Author: Financial Management Resource Bureau
Developing a municipal budget requires a highly organized process with clear responsibilities, stages, and milestones. Throughout the year, it’s vital that local officials monitor revenue and expenditure reports monthly. This ensures that the revenue levels claimed on the Tax Rate Recapitulation sheet are being realized, help officials spot collection trends, and provide a clear picture of cash flow.
Officials should take a strategic approach to understanding long-term revenue trends and the relative strength of each source. This insight should inform budget planning, while internal controls ensure that day-to-day collections are efficient and accurately reported.

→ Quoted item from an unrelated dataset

PR #665, opened 2016-04-12
TEIID-3725 updating release notes

vhalbert:


shawkins:
I went ahead and pulled this as I'm assuming you had reasons for the formatting changes - but it does seem odd using non-enclosing li tags (it causes my editor to complain about all of the p tags that then are children of a ul element).  So at this time I'm just going to pull the highlight items and not the whole change to master.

Monitoring focuses on identifying trends in the community's primary revenue sources and flagging issues affecting long-term financial health. While the property tax levy is generally the largest revenue for most cities and towns, three core remaining revenue sources include state aid, local receipts, and other available funds.
By establishing a financial forecast, local officials can review how these revenue sources trend over time. To determine how much new revenue growth is available for additional services, expenditure projections must factor in fixed cost increases, salary adjustments and personnel contracts, and
For an example of this analysis, please see the revenue sections of our Financial Indicators Analysis and learn more about Financial Indicators here.
Analyzing Revenue Drivers
Budget preparers must examine the specific elements contributing to each revenue source. For example, tax levy growth is driven by the annual 2.5% allowable increase, "new growth," and any overrides or exclusions. Reviewing these trends within a broader economic context helps explain "peaks and valleys" in the data, leading to more accurate forecasting.
A community with predictably growing property values that relies on property taxes can generally expect revenue stability. Conversely, a community dependent on intergovernmental aid or local receipts is more exposed to economic downturns and should plan more conservatively.
Technical Reporting and Best Practices
All revenue claimed on the Tax Rate Recapitulation sheet must be tied exactly to line items in the financial software. Each source should have a unique identification code (such as organization and object codes), and departments should post receipts immediately or at frequent, regular intervals.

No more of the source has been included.